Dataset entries
----
Issue #1622, opened 2021-08-11
Amplitude metrics not working on web build


esthersweon:
**Description**
Amplitude metrics are not working on studio.foxglove.dev.

- Version: 0.14.0
- OS: macOS

**Steps To Reproduce**

- Navigate to studio.foxglove.dev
----
None of the records may be skipped; each is to be repeated exactly.

Solution for this task
Issue #1622, opened 2021-08-11
Amplitude metrics not working on web build


esthersweon:
**Description**
Amplitude metrics are not working on studio.foxglove.dev.

- Version: 0.14.0
- OS: macOS

**Steps To Reproduce**

- Navigate to studio.foxglove.dev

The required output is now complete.